I quickly mentally mapped out a route to the top of the ledge and told Simon to spot me - to guide me from below so I could reach over and pick the snake up even if I couldn't see it from above. I got a little nervous at the last maneuver on the damp, slippery, downward sloping edge of the ledge - lying down on my back, holding onto a dead sapling with my left hand and reaching out just so with my right to pluck the snake from the rock.

It was worth it. I know it's a small ratsnake, but isn't it beautiful?


Here's Simon hamming it up with the snake:


We did also find our official target for the trip, a rattlesnake, but only one. We were happy to see it, but we were perplexed that we saw no others.

We hiked on, undertaking a really, really long trek including some wicked and steep cliff faces and long boring stretches of trails through the woods. It all seems reasonable when you plan it out on paper, but after five or six miles of climbing and hiking you just want to be back in the car.

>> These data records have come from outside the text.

PR #1691, opened 2025-07-18
Update docs with OpenRouter guide

Oni-giri:
The goal of this small PR is to provide some awareness and context in the documentation regarding OpenRouter, which is fairly seamless to use with Outlines, given the compatibility with the OpenAI API. It was mentionned in https://github.com/dottxt-ai/outlines/issues/1687

PR #1865, opened 2026-05-29
Update docs with OrcaRouter guide

xilema2:
The goal of this small PR is to add documentation for using OrcaRouter with
Outlines. OrcaRouter is an OpenAI-compatible model router, so it works
seamlessly with the existing `from_openai` loader by simply pointing the
`openai` client at OrcaRouter's base URL — no new model class is required.

This mirrors the existing OpenRouter guide added in #1691: the PR only adds a
`docs/features/models/orcarouter.md` page and a single navigation entry in
`mkdocs.yml`. No code or tests are changed, since OrcaRouter relies entirely on
the already-supported `from_openai` integration.

Disclosure: I'm an engineer on the OrcaRouter team.

### DIFF
--- a/docs/features/models/orcarouter.md
+++ b/docs/features/models/orcarouter.md
@@ -1,0 +1,45 @@
+# OrcaRouter
+
+!!! Installation
+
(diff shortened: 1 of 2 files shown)


RobinPicard (approved):

PR #1870, opened 2026-06-03
Fix unformatted f-string in List type error message

tan7vir:
## What

`_handle_list` in `outlines/types/dsl.py` raises a `TypeError` when a `List`
type is given the wrong number of arguments. The message was built from two
adjacent string literals, and the second one was a plain string rather than an
f-string:

```python
raise TypeError(
    "Only homogeneous lists are supported. You should provide exactly "
    + "one argument to `List`, got {args}."
)
```

So `{args}` was printed literally instead of the actual arguments. For example
`List[int, str]` produced:

```
Only homogeneous lists are supported. You should provide exactly one argument to `List`, got {args}.
```

The sibling `_handle_dict` a few lines down already uses an f-string
(`f"Dict must have exactly two type arguments. Got {args}."`), so this just
brings `_handle_list` in line with it.

## After

```
Only homogeneous lists are supported. You should provide exactly one argument to `List`, got (<class 'int'>, <class 'str'>).
```

## Tests

`test_dsl_handle_list` already exercised this path with a bare
`pytest.raises(TypeError)`, which passed even with the broken message. I
tightened that assertion to `match` the interpolated args so it fails on the
old string and passes on the fix.


RobinPicard:
Thanks for the fix!

PR #1871, opened 2026-06-05
Emit {0,n} for at_most so the regex compiles on the outlines-core backend

lollinng:
### Problem

`Term.at_most(n)` / `at_most(n, term)` (the `QuantifyMaximum` DSL term) compiles to a regex of the form `(...){,n}`:

```python
return f"({to_regex(term.term)}){{,{term.max_count}}}"   # -> "(a){,5}"
```

Python's `re` accepts the lower-bound-omitted `{,n}` form, but the **default** generation backend — `outlines-core` (Rust `regex` / regex-automata) — does **not** (it only supports `{n}`, `{n,}`, `{n,m}`). So any structured generation using an `at_most` quantifier raises when the `Index`/`Guide` is built:

```python
>>> from outlines_core import Index, Vocabulary
>>> v = Vocabulary.from_pretrained("gpt2")
>>> Index("(a){,3}", v)
ValueError: Failed to build DFA error building NFA ...
>>> Index("(a){0,3}", v)   # OK
```

The whole `at_most` quantifier is effectively unusable with the default backend.

### Fix

Emit the equivalent `(...){0,n}`. Semantically identical (0 to n repetitions), but valid for both `re` and `outlines-core`. A unit test asserted the old `(a){,5}` output; updated to `(a){0,5}`.

### Verification

```
to_regex(at_most 5)            -> "(a){0,5}"
outlines_core.Index("(a){0,5}") -> builds OK   (previously "(a){,5}" failed)
pytest tests/types/test_dsl.py -k "to_regex or at_most" -> 2 passed
```

### DIFF
--- a/outlines/types/dsl.py
+++ b/outlines/types/dsl.py
@@ -955,7 +955,7 @@ def to_regex(term: Term) -> str:
     elif isinstance(term, QuantifyMinimum):
         return f"({to_regex(term.term)}){{{term.min_count},}}"
     elif isinstance(term, QuantifyMaximum):
-        return f"({to_regex(term.term)}){{,{term.max_count}}}"
+        return f"({to_regex(term.term)}){{0,{term.max_count}}}"
     elif isinstance(term, QuantifyBetween):
         return f"({to_regex(term.term)}){{{term.min_count},{term.max_count}}}"
     else:
--- a/tests/types/test_dsl.py
+++ b/tests/types/test_dsl.py
@@ -1118,7 +1118,7 @@ def test_to_regex():
     assert to_regex(min_term) == r"(a){2,}"
 
     max_term = QuantifyMaximum(String("a"), 5)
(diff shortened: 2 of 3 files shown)


RobinPicard (approved):
Good catch, thanks!

RobinPicard:
A test in `test_to_regex.py` is failing actually. Can you fix it please?

lollinng:
Fixed in 802114b. The stale assertion was in `tests/types/test_to_regex.py::test_to_regex_simple` (line 76) — it still expected the old `(a){,2}` form. Updated it to `(a){0,2}` to match the new output. (The earlier PR only updated the equivalent assertion in `test_dsl.py`.)

```
- assert to_regex(a) == "(a){,2}"
+ assert to_regex(a) == "(a){0,2}"
```

The other CI failures (ollama multimodal 400s) are unrelated to this change.

PR #1875, opened 2026-06-12
Remove unused Llama tokenizer detection

### LINKED ISSUE #1874: Remove dead code: is_llama and get_llama_tokenizer_types() in TransformerTokenizer

`get_llama_tokenizer_types()` and `self.is_llama` in `TransformerTokenizer` look like dead code - they're set but never read at runtime.

After `1ea2b18`, `convert_token_to_string()` dropped the `if self.is_llama:` guard and always applies the space workaround. The detection machinery was left behind.

```python
import inspect
import transformers

wrapper = TransformerTokenizer(transformers.AutoTokenizer.from_pretrained("gpt2"))
assert "is_llama" not in inspect.getsource(wrapper.convert_token_to_string)

wrapper.is_llama = False
a = wrapper.convert_token_to_string("<0x20>")
wrapper.is_llama = True
b = wrapper.convert_token_to_string("<0x20>")
assert a == b  # flag has no effect
```

### Expected result:

```shell
get_llama_tokenizer_types(), self.is_llama, and related tests. No behavior change.
```

### Error message:

```shell

```

Python 3.11.0

### Context for the issue:

_No response_

palios-taey:
Closes #1874.

`TransformerTokenizer.is_llama` is write-only: `convert_token_to_string()` now always applies the `<0x20>` / SPIECE space workaround and no longer branches on the flag.

This removes the unused Llama-tokenizer detection helper, the unused attribute assignment, and the tests that only exercised that dead path. `get_llama_tokenizer_types()` is not exported in `__all__`, but it is currently included in the generated API reference; happy to keep it as a deprecated compatibility shim if maintainers prefer preserving that import for one release.

### DIFF
--- a/outlines/models/transformers.py
+++ b/outlines/models/transformers.py
@@ -28,48 +28,6 @@ __all__ = ["Transformers", "TransformersMultiModal", "from_transformers"]
 SPIECE_UNDERLINE = "\u2581"
 
 
-def get_llama_tokenizer_types():
-    """Get all the Llama tokenizer types/classes that need work-arounds.
-
-    When they can't be imported, a dummy class is created.
-
-    """
-    try:
-        from transformers.models.llama import LlamaTokenizer
-    except ImportError:  # pragma: no cover
-
-        class LlamaTokenizer:  # type: ignore
-            pass
-
-    try:
-        from transformers.models.llama import LlamaTokenizerFast
-    except ImportError:  # pragma: no cover
-
-        class LlamaTokenizerFast:  # type: ignore
-            pass
-
-    try:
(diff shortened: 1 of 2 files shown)


palios-taey:
The CI failures here look like infra, not this change. The test jobs fail on `listen tcp 127.0.0.1:11434: bind: address already in use` (the Ollama port) followed by `The operation was canceled`, and the same test jobs are red on `main` right now too. This PR only removes the unused `get_llama_tokenizer_types` workaround and its test, so it shouldn't be touching that path. Happy to rebase once the runners settle.

RobinPicard (approved):
Thanks for the PR! Yes, the failing actions are unrelated

PR #1876, opened 2026-06-15
Remove dead is_llama detection code in TransformerTokenizer

### LINKED ISSUE #1874: Remove dead code: is_llama and get_llama_tokenizer_types() in TransformerTokenizer

joaquinhuigomez:
`convert_token_to_string` applies the `SPIECE_UNDERLINE` / `<0x20>` space workaround unconditionally, so the `is_llama` flag and the `get_llama_tokenizer_types()` helper that computed it are no longer read anywhere. This removes both, deletes the test that exercised the helper, and drops the now-meaningless `is_llama` assignments in `test_transformer_tokenizer_convert_token_to_string` (which still passes). Fixes #1874.

### DIFF
--- a/outlines/models/transformers.py
+++ b/outlines/models/transformers.py
@@ -28,48 +28,6 @@ __all__ = ["Transformers", "TransformersMultiModal", "from_transformers"]
 SPIECE_UNDERLINE = "\u2581"
 
 
-def get_llama_tokenizer_types():
-    """Get all the Llama tokenizer types/classes that need work-arounds.
-
-    When they can't be imported, a dummy class is created.
-
-    """
-    try:
-        from transformers.models.llama import LlamaTokenizer
-    except ImportError:  # pragma: no cover
-
-        class LlamaTokenizer:  # type: ignore
-            pass
-
-    try:
-        from transformers.models.llama import LlamaTokenizerFast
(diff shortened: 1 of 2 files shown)


RobinPicard:
Thanks for opening a PR, but someone opened one (#1875) for the same issue right before, sorry.

PR #1879, opened 2026-06-25
Migrate to src layout

### LINKED ISSUE #1080: Use `src` project layout
Having `outlines` as a top-level directory can create problems with `.so` among other things. We should therefore adopt the `src` layout.

Youssefares:
Moves the `outlines` package from the repo root into `src/outlines/` to prevent import shadowing issues with compiled extensions.

###  Updates
- `pyproject.toml`: add `where = ["src"]` to packages.find, update setuptools_scm write_to path, update coverage omit path
- `.github/workflows/release_pypi.yaml`: update egg-info path

### 🧪 Soundness Checks 
-  Built a wheel and inspected its contents: outlines/ still appears at the root of the built distribution (not src/outlines/), so downstream installs are unaffected:

```
  zipinfo dist/outlines-*.whl | head -3
  # outlines/__init__.py
  # outlines/_version.py
  # outlines/applications.py
```

-   Installed the wheel in a clean venv and verified imports work from outside the repo root:

```
  cd /tmp
  python -c "import outlines.types; print(outlines.types.email)"
```

fix #1080


pyproject.toml
```diff
@@ -189,7 +190,7 @@ ignore_missing_imports = true
 # we omit the files that require a GPU or Apple Silicon
 # as well as the models that make API calls
 omit = [
-    "outlines/_version.py",
+    "src/outlines/_version.py",
     "outlines/models/anthropic.py",
```
RobinPicard: You forgot to update the other paths in this file

RobinPicard (changes requested):
Great, thanks for opening a PR! Just one little thing to change

pyproject.toml
Youssefares: All done 🙌

Youssefares:
> Great, thanks for opening a PR! Just one little thing to change

@RobinPicard Happy to help! Feel free to point me towards any high priority or highly upvoted work. Looking to learn more about the inner workings of this (& outlines-core) 😄.

RobinPicard (approved):
That's great to hear! Thanks for this contribution and don't hesitate to open new PRs if you see issues that need to be tackled.

PR #1880, opened 2026-06-26
fix(dsl): keep None unquoted for Optional nested in containers

sarathfrancis90:
While using `list[Optional[int]]` as an output type I noticed the generated regex matched `[5, "None"]` but rejected `[5, None]`. A standalone `Optional[int]` matches the bare `None` keyword, so the two disagree on how the absent value is written, and the quoted `"None"` parses back to the 4-character string rather than `None`.

The cause is in `_handle_union`: the `None` arm of an `Optional`/`Union` is emitted as `String("None")`. The JSON-quoting helper added for string literals inside container types (`_ensure_json_quoted`) then wraps every `String` in double quotes, this one included. `True`/`False` escape it because they're already `Regex` terms, which the helper leaves untouched.

I made `None` a `Regex("None")` keyword token like the booleans, so it stays unquoted inside `List`/`Dict`/`Tuple` while a genuine `Literal["None"]` string is still quoted. Added e2e regex tests for `Optional` nested in each container and updated the one structural assertion in `test_dsl_handle_union`.

`pytest tests/types` and `pre-commit run` pass locally.

### DIFF
--- a/outlines/types/dsl.py
+++ b/outlines/types/dsl.py
@@ -837,7 +837,10 @@ def _handle_union(args: tuple, recursion_depth: int) -> Alternatives:
         return Alternatives(
             [
                 python_types_to_terms(other_ptype, recursion_depth + 1),
-                String("None"),
+                # ``None`` is a keyword, not a string value: keep it a ``Regex``
+                # (like ``True``/``False``) so it is not JSON-quoted when the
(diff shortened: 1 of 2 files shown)


RobinPicard:
Thanks for fixing this problem!

PR #1881, opened 2026-06-26
Fix crash on a union of >=2 non-None members plus None

iamsharduld:
## What

`python_types_to_terms` (via `_handle_union`) only special-cases the **2-arg** `Optional[T]` form
(one non-None member + `None`). Any union with **two or more non-None members plus `None`** falls into
the general branch, which recurses into `NoneType` — which has no handler — and crashes:

```python
from typing import Union, Optional

python_types_to_terms(Optional[int])              # OK
python_types_to_terms(Union[int, str, None])      # TypeError: Type NoneType is currently not supported
python_types_to_terms(Optional[Union[int, str]])  # TypeError
# also Dict[str, Union[int, str, None]], List[Optional[Union[int, str]]], ...
```

These are common annotations and the path is reachable from the public `Generator` entry point
(`generator.py` calls `python_types_to_terms(output_type)` on the user's type).

## Fix

Generalize `_handle_union` to peel off the `None` member(s) for **any** arity and map them to
`String("None")`, preserving the existing 2-arg `Optional[T]` semantics:

```python
has_none = type(None) in args or None in args
terms = [python_types_to_terms(a, d+1) for a in args if a not in (type(None), None)]
if has_none:
    terms.append(String("None"))
return Alternatives(terms)
```

So `Union[int, str, None]` → `Alternatives([integer, string, String("None")])`.

> Note: PR #1880 separately changes the 2-arg `None` token from `String("None")` to `Regex("None")`
> (container-quoting fix). It doesn't touch this >=2-member case, so there's no overlap; if it lands
> first, the `None` token here should be switched to match.

## Tests

`tests/types/test_dsl.py::test_dsl_handle_union_multiple_members_with_none` — `Union[int, str, None]`
and `Optional[Union[int, str]]` no longer crash and include the `None` arm. Existing union/dsl/to_regex
tests still pass.

### DIFF
--- a/src/outlines/types/dsl.py
+++ b/src/outlines/types/dsl.py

The local toads demonstrated much more energy. Lots of puddles were full of eggs, and this one including adults producing them:


We found newts (Nopthalmus viridiscens) and lots of tadpoles in other puddles. The tadpoles were probably wood-frogs-to-be (Rana sylvatica). Here's an adult enjoying another puddle:



The strange second highlight of the trip was a black racer (Coluber constrictor). I know what you're thinking, aren't black racers the super-common species that's always chewing on us in New Jersey? Well, I've always stuck up for the black racers, even where they're common, and in the mountains of PA they're not all over the place like they are in the Pine Barrens. Simon and I were trudging along towards a beautiful creek we were going to search for wood turtles (Glyptemys insculpta - no luck). Simon spotted a long black snake on the side of the trail, and for a split second I thought, 'ratsnake?', but in a flash it was gone, shooting over the leaves in perfect racer fashion (no ratsnake moves that fast, and a ratsnake would have climbed one of the oodles of trees around us rather than stick to the ground). Simon took off behind it and I flanked it, but the racer matched our full run for a few seconds there. It was doing about 8 miles per hour by my estimate, which is really fast for a snake. It stopped the chase by pulling up into a tall, tough defensive posture, rattling its tail in the leaves nervously and facing us down like a real fighter. Some snakes bluff, but you know a racer is serious.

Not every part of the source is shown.